(Dataset items)
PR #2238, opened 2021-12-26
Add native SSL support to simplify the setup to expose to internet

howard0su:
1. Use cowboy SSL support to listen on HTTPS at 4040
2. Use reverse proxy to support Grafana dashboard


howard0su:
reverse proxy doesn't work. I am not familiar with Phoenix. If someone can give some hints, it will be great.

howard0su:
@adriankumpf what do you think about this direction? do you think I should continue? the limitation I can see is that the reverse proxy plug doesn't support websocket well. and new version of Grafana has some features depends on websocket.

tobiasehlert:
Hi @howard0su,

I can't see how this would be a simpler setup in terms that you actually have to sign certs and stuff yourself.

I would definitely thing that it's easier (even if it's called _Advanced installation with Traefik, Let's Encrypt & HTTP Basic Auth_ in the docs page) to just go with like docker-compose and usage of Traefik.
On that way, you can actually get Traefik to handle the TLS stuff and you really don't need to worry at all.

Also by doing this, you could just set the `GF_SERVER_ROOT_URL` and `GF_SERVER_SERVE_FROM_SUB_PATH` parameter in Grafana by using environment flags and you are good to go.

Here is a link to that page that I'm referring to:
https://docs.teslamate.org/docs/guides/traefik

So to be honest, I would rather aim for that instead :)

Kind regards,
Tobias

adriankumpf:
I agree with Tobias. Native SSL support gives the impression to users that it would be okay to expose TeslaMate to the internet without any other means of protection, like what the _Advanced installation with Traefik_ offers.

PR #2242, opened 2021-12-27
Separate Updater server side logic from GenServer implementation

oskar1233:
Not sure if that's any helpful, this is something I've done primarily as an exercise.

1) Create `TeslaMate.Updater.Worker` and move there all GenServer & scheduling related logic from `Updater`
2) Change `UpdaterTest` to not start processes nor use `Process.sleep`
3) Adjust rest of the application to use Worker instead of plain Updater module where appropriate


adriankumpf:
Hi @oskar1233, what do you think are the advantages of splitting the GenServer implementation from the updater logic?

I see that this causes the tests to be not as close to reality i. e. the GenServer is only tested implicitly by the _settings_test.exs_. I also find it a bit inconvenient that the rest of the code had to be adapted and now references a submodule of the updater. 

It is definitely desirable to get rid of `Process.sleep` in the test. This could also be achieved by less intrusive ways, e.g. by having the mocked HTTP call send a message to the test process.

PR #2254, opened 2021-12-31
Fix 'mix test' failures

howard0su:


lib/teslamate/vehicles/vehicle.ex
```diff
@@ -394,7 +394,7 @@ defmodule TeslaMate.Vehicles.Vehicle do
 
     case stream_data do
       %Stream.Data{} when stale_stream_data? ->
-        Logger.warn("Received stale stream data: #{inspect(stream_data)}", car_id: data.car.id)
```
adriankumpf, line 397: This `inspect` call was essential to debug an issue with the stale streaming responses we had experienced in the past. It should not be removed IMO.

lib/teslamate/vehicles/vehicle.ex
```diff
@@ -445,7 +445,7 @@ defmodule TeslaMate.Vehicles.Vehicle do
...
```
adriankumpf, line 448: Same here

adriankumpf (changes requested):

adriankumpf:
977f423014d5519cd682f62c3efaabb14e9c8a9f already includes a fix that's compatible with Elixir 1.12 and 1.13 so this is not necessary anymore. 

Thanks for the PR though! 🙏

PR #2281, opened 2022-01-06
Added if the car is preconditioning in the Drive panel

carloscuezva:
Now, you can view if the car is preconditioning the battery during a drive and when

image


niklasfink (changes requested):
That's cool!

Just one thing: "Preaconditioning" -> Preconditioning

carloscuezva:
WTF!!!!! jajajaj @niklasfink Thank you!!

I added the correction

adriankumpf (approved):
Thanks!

**PROBLEM TO SOLVE**
Give again each line shown above, keeping every word as it is.

**TASK SOLUTION**
PR #2238, opened 2021-12-26
Add native SSL support to simplify the setup to expose to internet

howard0su:
1. Use cowboy SSL support to listen on HTTPS at 4040
2. Use reverse proxy to support Grafana dashboard


howard0su:
reverse proxy doesn't work. I am not familiar with Phoenix. If someone can give some hints, it will be great.

howard0su:
@adriankumpf what do you think about this direction? do you think I should continue? the limitation I can see is that the reverse proxy plug doesn't support websocket well. and new version of Grafana has some features depends on websocket.

tobiasehlert:
Hi @howard0su,

I can't see how this would be a simpler setup in terms that you actually have to sign certs and stuff yourself.

I would definitely thing that it's easier (even if it's called _Advanced installation with Traefik, Let's Encrypt & HTTP Basic Auth_ in the docs page) to just go with like docker-compose and usage of Traefik.
On that way, you can actually get Traefik to handle the TLS stuff and you really don't need to worry at all.

Also by doing this, you could just set the `GF_SERVER_ROOT_URL` and `GF_SERVER_SERVE_FROM_SUB_PATH` parameter in Grafana by using environment flags and you are good to go.

Here is a link to that page that I'm referring to:
https://docs.teslamate.org/docs/guides/traefik

So to be honest, I would rather aim for that instead :)

Kind regards,
Tobias

adriankumpf:
I agree with Tobias. Native SSL support gives the impression to users that it would be okay to expose TeslaMate to the internet without any other means of protection, like what the _Advanced installation with Traefik_ offers.

PR #2242, opened 2021-12-27
Separate Updater server side logic from GenServer implementation

oskar1233:
Not sure if that's any helpful, this is something I've done primarily as an exercise.

1) Create `TeslaMate.Updater.Worker` and move there all GenServer & scheduling related logic from `Updater`
2) Change `UpdaterTest` to not start processes nor use `Process.sleep`
3) Adjust rest of the application to use Worker instead of plain Updater module where appropriate


adriankumpf:
Hi @oskar1233, what do you think are the advantages of splitting the GenServer implementation from the updater logic?

I see that this causes the tests to be not as close to reality i. e. the GenServer is only tested implicitly by the _settings_test.exs_. I also find it a bit inconvenient that the rest of the code had to be adapted and now references a submodule of the updater. 

It is definitely desirable to get rid of `Process.sleep` in the test. This could also be achieved by less intrusive ways, e.g. by having the mocked HTTP call send a message to the test process.

PR #2254, opened 2021-12-31
Fix 'mix test' failures

howard0su:


lib/teslamate/vehicles/vehicle.ex
```diff
@@ -394,7 +394,7 @@ defmodule TeslaMate.Vehicles.Vehicle do
 
     case stream_data do
       %Stream.Data{} when stale_stream_data? ->
-        Logger.warn("Received stale stream data: #{inspect(stream_data)}", car_id: data.car.id)
```
adriankumpf, line 397: This `inspect` call was essential to debug an issue with the stale streaming responses we had experienced in the past. It should not be removed IMO.

lib/teslamate/vehicles/vehicle.ex
```diff
@@ -445,7 +445,7 @@ defmodule TeslaMate.Vehicles.Vehicle do
...
```
adriankumpf, line 448: Same here

adriankumpf (changes requested):

adriankumpf:
977f423014d5519cd682f62c3efaabb14e9c8a9f already includes a fix that's compatible with Elixir 1.12 and 1.13 so this is not necessary anymore. 

Thanks for the PR though! 🙏

PR #2281, opened 2022-01-06
Added if the car is preconditioning in the Drive panel

carloscuezva:
Now, you can view if the car is preconditioning the battery during a drive and when

image


niklasfink (changes requested):
That's cool!

Just one thing: "Preaconditioning" -> Preconditioning

carloscuezva:
WTF!!!!! jajajaj @niklasfink Thank you!!

I added the correction

adriankumpf (approved):
Thanks!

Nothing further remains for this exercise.